Sulcal information has proven to be useful in the study of a wide range of conditions; for example, in Alzheimer's disease (Maciej Plocharski and Lasse Riis Østergaard, 2016; Mateos et al., 2020), Parkinson's disease (Wang et al., 2011), and anorexia (Collantoni et al., 2021; Wagner et al., 2003). Schizophrenia has a rich and well‐replicated literature establishing patterns of cortical change (Liu et al., 2020; Palaniyappan et al., 2018; Sallet et al., 2003; Zhang et al., 2012). Whilst there has been some work on both overall and specific sulcal information in schizophrenia (Csernansky et al., 2008; Janssen et al., 2022; Rollins et al., 2020), there has not, to our knowledge, been any exploration of the sulcal pattern as a way to classify individuals with schizophrenia from unaffected controls.
One of the main problems often encountered in conducting this type of study is the limited number of samples available. This is of particular concern when the number of features associated with each sample is very high; known as the curse of dimensionality (Gorriz et al., 2017). This is also a problem when applying classical statistics which make strong assumptions based on the sample conforming to the normal distribution. When the number of samples is small, it is not easy to accurately determine the distribution from which they are sampled and sometimes invalid techniques are implemented or inaccurate results are obtained (Eklund et al., 2016; Ioannidis, 2005). For this reason it is useful to consider other methods, such as data‐driven approaches (Gorriz et al., 2021) based on artificial intelligence, both machine learning and deep learning (Górriz et al., 2020). A key benefit is to obtain insights similar to those obtained by parametric statistical approaches but without requiring the dataset to satisfy certain conditions. Furthermore, the black box problem, whereby there is no easy interpretation of the biological meaning of a classification result or understanding of the underlying decision‐making process, is now being addressed with explainable artificial intelligence (XAI) algorithms (Gunning et al., 2019; Jimenez‐Mesa, Arco, et al., 2023; van der Velden et al., 2022).

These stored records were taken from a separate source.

PR #2542, opened 2026-04-25
stdlib: implement driver.RowsColumnScanner for Go 1.27

jackc:
Go 1.27 adds the driver.RowsColumnScanner interface, which lets a driver scan a column directly into the user's destination. This means stdlib users can now scan PostgreSQL arrays, ranges, multiranges, and other pgtype-aware values directly into Go slices and pgtype types without the *pgtype.Map.SQLScanner adapter.

ScanColumn first tries m.Scan for pgx-native handling, then falls back to the newly public sql.ConvertAssign on a driver.Value produced by the column codec. The fallback preserves database/sql conversion semantics (e.g., scanning a binary bool into *string yields "true"/"false") for destinations pgx does not recognize.


jackc:
I've updated this PR for what finally landed in Go 1.27 RC1. Should be ready to go, but extra eyes and testers would be great.

xrn:
Hey @jackc first of all as always thank you very much for contribution. Go 1.27 is released, do you think you would be merging this change?

PR #2543, opened 2026-04-27
Enable unconvert linter

alexandear:
Simplify code with `unconvert` linter:

```
go install github.com/mdempsky/unconvert@latest
unconvert -apply ./...
```


jackc:
LGTM

PR #2546, opened 2026-04-30
fix(pgxpool): pass base context to BeforeConnect from background healthcheck

### LINKED ISSUE #2545: `BeforeConnect` receives `context.Background()` (instead of the pool context) from the healthcheck path
**Describe the bug**
Long story short, we use `BeforeConnect` to implement IAM Authentication with AWS / Aurora, and I traced back some panics to a missing logger in the context passed to BeforeConnect. I would expect the hook to receive a useful context (for logging, tracing, fetching credentials, ...), but while that happens for `Pool.Acquire`, the background goroutine refilling the pool to satisfy the minimum size calls it with a bare `context.Background()`.

**To Reproduce**

```go
package main

import (
	"context"
	"fmt"
	"time"

	"github.com/jackc/pgx/v5"
)

type key int

const myKey key = 0

func main() {
	ctx := context.WithValue(context.Background(), myKey, "value")

	poolConfig, _ := pgxpool.ParseConfig("postgres://user:password@127.0.0.1:1/mydb")

	// Fail fast
	poolConfig.ConnConfig.ConnectTimeout = 200 * time.Millisecond

	// Prepare connections in the background
	poolConfig.MinConns = 1
	poolConfig.HealthCheckPeriod = 300 * time.Millisecond

	var calls int
	poolConfig.BeforeConnect = func(bcCtx context.Context, cc *pgx.ConnConfig) error {
		calls++
		if v := bcCtx.Value(myKey); v == nil {
			fmt.Printf("call %d: BeforeConnect ctx MISSING value\n", calls)
		} else {
			fmt.Printf("call %d: BeforeConnect ctx has value=%q\n", calls, v)
		}
		return nil
	}

	pool, err := pgxpool.NewWithConfig(ctx, poolConfig)
	if err != nil {
		panic(err)
	}
	defer pool.Close()

	// Let the background healthcheck fire a few times.
	time.Sleep(2 * time.Second)
}
```

**Expected behavior**
```
call 1: ctx has value="value"
call 2: ctx has value="value"
call 3: ctx has value="value"
```

**Actual behavior**
```
call 1: ctx has value="value"
call 2: ctx MISSING value
call 3: ctx MISSING value
```

Call 1 comes from the initial idle creation goroutine in `NewWithConfig`. The subsequent ones come from `backgroundHealthCheck` + `checkMinConns`.

**Impact**
Anyone relying on `context.Value` propagation in `BeforeConnect` (e.g. injecting a request-scoped logger or AWS credential cache) sees inconsistent errors: the hook works on `Acquire`, it works on initial pool warm-up, but it randomly breaks on background refills. In our case it caused a nil-pointer panic while trying to log a message about the authentication.

Either re-use the context passed to `NewWithConfig`, expose a new `Config.HealthCheckContext`, or at the very least document the behavior to avoid unpleasant surprises. I can have a go at the first option if there's agreement.

**Version**
 - Go: go1.26.2 darwin/arm64
 - pgx: v5.9.1
 - puddle: v2.2.2

blackwell-systems:
## Description

`checkMinConns` passes `context.Background()` to `createIdleResources`, which means the `Constructor` function (and therefore `BeforeConnect`) receives a bare context with no values. Any hook that depends on context values from the original `NewWithConfig` call (loggers, AWS IAM credential caches, tracing spans) breaks silently on background refills while working correctly on `Acquire` and initial pool warm-up.

## Fix

Store the context passed to `NewWithConfig` on the `Pool` struct (`baseCtx`) and use it in `checkMinConns` instead of `context.Background()`. This matches the behavior of the initial idle resource creation at line 337, which already uses the constructor context.

The change is 3 lines: one new field on `Pool`, one assignment in `NewWithConfig`, and replacing `context.Background()` with `p.baseCtx` in `checkMinConns`.

## Impact

Any pgxpool user with `MinConns > 0` or `MinIdleConns > 0` who uses `BeforeConnect` with context values is affected. The most common case is AWS Aurora IAM authentication, where the credential refresh logic needs a logger from the context.

Fixes #2545

### DIFF
--- a/pgxpool/pool.go
+++ b/pgxpool/pool.go
@@ -251,7 +251,7 @@ func NewWithConfig(ctx context.Context, config *Config) (*Pool, error) {
 		healthCheckPeriod:     config.HealthCheckPeriod,
 		healthCheckChan:       make(chan struct{}, 1),
 		closeChan:             make(chan struct{}),
-		baseCtx:               ctx,
+		baseCtx:               context.WithoutCancel(ctx),
 	}
 
 	if t, ok := config.ConnConfig.Tracer.(AcquireTracer); ok {
--- a/pgxpool/pool.go
+++ b/pgxpool/pool.go
@@ -103,6 +103,7 @@ type Pool struct {
 	healthCheckTimer *time.Timer
 
 	healthCheckChan chan struct{}
+	baseCtx         context.Context
 
 	acquireTracer AcquireTracer
 	releaseTracer ReleaseTracer
@@ -250,6 +251,7 @@ func NewWithConfig(ctx context.Context, config *Config) (*Pool, error) {
 		healthCheckPeriod:     config.HealthCheckPeriod,
 		healthCheckChan:       make(chan struct{}, 1),
 		closeChan:             make(chan struct{}),
+		baseCtx:               ctx,
 	}
 
 	if t, ok := config.ConnConfig.Tracer.(AcquireTracer); ok {
@@ -561,7 +563,7 @@ func (p *Pool) checkMinConns() error {
 	stat := p.Stat()
 	toCreate := max(p.minConns-stat.TotalConns(), p.minIdleConns-stat.IdleConns())
 	if toCreate > 0 {
-		return p.createIdleResources(context.Background(), int(toCreate))
+		return p.createIdleResources(p.baseCtx, int(toCreate))
 	}
 	return nil
 }


pgxpool/pool.go
```diff
@@ -250,6 +251,7 @@ func NewWithConfig(ctx context.Context, config *Config) (*Pool, error) {
 		healthCheckPeriod:     config.HealthCheckPeriod,
 		healthCheckChan:       make(chan struct{}, 1),
 		closeChan:             make(chan struct{}),
+		baseCtx:               ctx,
```
abrightwell: Storing a context for reuse doesn't feel right. One concern is if it could be cancelled or carries a deadline, as all future refills would break. Removing those prior to storing would be safer, IMO:

```suggestion
		baseCtx:               context.WithoutCancel(ctx),
```

https://pkg.go.dev/context#WithoutCancel

That said, I wonder if the underlying issue is an incorrect use of `context`, ie., request-scoped vs. application-scoped. `BeforeConnect` seems like the right place for per-connection `context` enrichment, since it runs on every connection creation, whether for warmup or refill of the pool.

blackwell-systems: Good catch, updated to `context.WithoutCancel(ctx)`. That prevents a request-scoped context from breaking future refills while still preserving the values that `BeforeConnect` callbacks depend on (e.g., AWS IAM auth tokens).

On the context scope point: agreed, `BeforeConnect` is the right place for per-connection enrichment. The tricky part is that background healthchecks pass `context.Background()`, which drops all values from the original context. So users who store auth credentials in the context passed to `NewWithConfig` see it work on first connect but silently break on pool refill. `WithoutCancel` preserves the values without carrying over cancellation or deadlines.

abrightwell: > So users who store auth credentials in the context passed to NewWithConfig see it work on first connect but silently break on pool refill.

Credentials passed through the `context` seems like anti-pattern. I'd argue it points to the wrong injection point entirely. If credentials are fetched in `BeforeConnect`, they're available on every connection attempt regardless of what triggered it.

blackwell-systems: Fair point. Fetching credentials directly in `BeforeConnect` is cleaner and avoids the context-propagation question entirely. That said, the current behavior (silently dropping to `context.Background()` on refill) is surprising regardless of how credentials are injected. Happy to adjust the approach if jackc has a preference on the design direction.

In this study, we explore the capacity of measurements of sulcal patterns to discriminate between patients with schizophrenia and controls. Initially, features relevant to this classification problem were identified by traditional univariate statistical methods. The accuracy of classification was then compared between machine learning classifiers of varying complexity with input features from prior multivariate analysis of identified features. Explainable machine learning techniques were also deployed to give a richer description of the pattern of case–control differences observed.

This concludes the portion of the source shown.